Opinion

How US slow-walks weapons, how DEI wrecks our universities and other commentary

Eye on Israel: How US Slow-Walks Weapons

Team Biden’s “assertion of normalcy” on arming Israel “is easily refuted,” explains Michael Doran at Tablet.

Consider how “an order by Israel for Joint Direct Attack Munitions (JDAMs) — converter kits that turn ‘dumb’ bombs into ‘smart’ bombs” — came up for license last December, but is still under State Department review, along with multiple other sales.

“President Biden and his team are asking us to believe that when they arbitrarily place an arms shipment bound for Israel ‘under review,’ they are following routine procedures rather than denying weapons to Israel.”

In fact, the review process is “so convoluted that President Biden can place a transaction on hold simply by leaving it to rot in an interagency labyrinth of mandated reviews, verifications, and notifications.”

Current delays aren’t even about Rafah, but to deny Israelis “the ability to make long-term plans — namely, plans regarding Hezbollah and Iran.”

Culture critic: How DEI Wrecks Our Universities

“The clearest expression of what has gone wrong” with US universities is DEI, argues City Journal’s Christopher F. Rufo.

They use the idea of diversity to “justify a policy of sometimes explicit, sometimes implicit, racial discrimination.”

Equity means “categorizing individuals into group identities and assigning disparate treatment to members of those groups.”

And inclusion becomes a “justification for excluding people and ideas that are seen as a threat to prevailing ideologies and sentiments.”

“The degeneration of universities into centers of ideological activism — which American taxpayers are currently subsidizing — violates basic democratic principle.”

So it’s time to “abolish DEI,” to “prioritize merit over ancestry, and to govern by the principle of colorblind equality, rather than left-wing racialism.”

“And let the universities pursue their true mission, without ideological interference.”

Education beat: GOP Govs Must Shut Unneeded Schools

The COVID school closings were an “enormous” mistake, and red-state governors “deserve credit” for reopening them quickly, “over the objections of officials in Democratic cities,” recalls Michael J. Petrilli at The Wall Street Journal.

But now, with America’s birthrate collapsing (down 14% since 2007), many schools are half empty — but teachers unions and lefty leaders “are allergic” to closing them.

We need “laws that force districts” to promptly close some of them, and to require a school’s “performance be a major consideration” in choosing which ones.

The alternative is to “let left-wing officials mess it up, as they did during Covid.
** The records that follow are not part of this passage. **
PR #1373, opened 2018-07-23
Use infrastructure container to run Ansible playbooks

dincho:
In scope of https://www.pivotaltracker.com/story/show/158550692
Example run: https://circleci.com/workflow-run/91689ead-7e3b-4602-95a6-9b764ca484d3


deployment/DB_VERSION
```diff
@@ -0,0 +1 @@
+69
```
dincho: I shall make sure this is in sync with master before merge

.circleci/config.yml
```diff
@@ -157,24 +143,16 @@ references:
...
-          LIMIT="tag_role_epoch:&tag_env_${DEPLOY_ENV:?}"
-          if [ -n "$DEPLOY_COLOR" ]; then
-            LIMIT+=":&tag_color_${DEPLOY_COLOR}"
-          fi
-          cd deployment/ansible
-          ansible-playbook --limit="${LIMIT:?}" \
-            --extra-vars "package=${PACKAGE_TARBALL:?} hosts_group=tag_env_${DEPLOY_ENV:?} env=${DEPLOY_ENV:?} downtime=${DEPLOY_DOWNTIME:-0}" \
-            deploy.yml
+          export PACKAGE=${PACKAGE_TARBALL:?}
+          export DEPLOY_DB_VERSION=$(cat deployment/DB_VERSION)
```
lucafavatella: I see infrastructure repo [wants Ansible var db_version defined (potentially empty)](https://github.com/aeternity/infrastructure/blob/05f1a91d2499a2acf3c729db8a319f54b124aba0/ansible/deploy.yml#L61) though infrastructure repo [Makefile defaults undefined var `DEPLOY_DB_VERSION` as empty string](https://github.com/aeternity/infrastructure/blob/05f1a91d2499a2acf3c729db8a319f54b124aba0/Makefile#L32). This makes link between the two repos implicit and a bit fragile.

Would it be possible to strengthen infrastructure repo Makefile to check that the expected var is set-and-not-empty-string?

deployment/DB_VERSION
lucafavatella: 71 in master now.

.circleci/config.yml
```diff
@@ -157,24 +143,16 @@ references:
...
+          cd /infrastructure && make deploy
```
lucafavatella: I see https://github.com/aeternity/infrastructure/blob/05f1a91d2499a2acf3c729db8a319f54b124aba0/Dockerfile#L28
Ok.

.circleci/config.yml
dincho: I really see this kind of DB version as hack and prefer to keep the infrastructure DB version is.

The "client" of the infrastructure should be responsible to pass the version or not, moreover it should be able to pass an empty string meaning "I don't care for it"

deployment/DB_VERSION
dincho: sync in 2ea24f18

.circleci/config.yml
dincho: I realised that this is indeed dangerous, please see https://github.com/aeternity/infrastructure/pull/77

That’s too high a price for students to pay.”

White House watch: Voters’ No. 1 Question for the Debate

Despite “clear evidence that all is not well with the president, the White House — and its complicit legacy news media — are demanding the American people suspend reality and believe that Biden’s decline is a Republican conspiracy,” fumes USA Today’s Ingrid Jacques.

But, “Americans aren’t stupid,” and “they say in poll after poll that one of their top concerns is his age and mental decline — something we’ve all witnessed.” Biden’s handlers “have ensured that we’ve seen as few unscripted moments as possible,” e.g., “far fewer solo news conferences and interviews than other presidents in recent history.”

Cue Thursday’s debate, a ” high-stress situation, sans notes or teleprompter,” where “the American people can judge for themselves — free from White House or media spin — whether the president is fit for another four years.”

From the right: Biden’s Ultimate Cynicism

President Biden’s “agendas may have fundamentally changed the country for decades, if not longer — and will require tough remedies that may be almost as unpopular as the wreckage they wrought,” groans Victor Davis Hanson at American Greatness.

“Most Americans believe it is unhinged to deliberately destroy the border,” for one.

But how to “deal with 10 million illegal aliens who entered the US without audit or legality? . . . How would they be found and deported? How many court suits in blue-jurisdictions before blue judges would have to be overcome?”

The Bidenites “were confident” they could “force the next Republican administration to adopt such tough medicine that it would prove untenable politically.”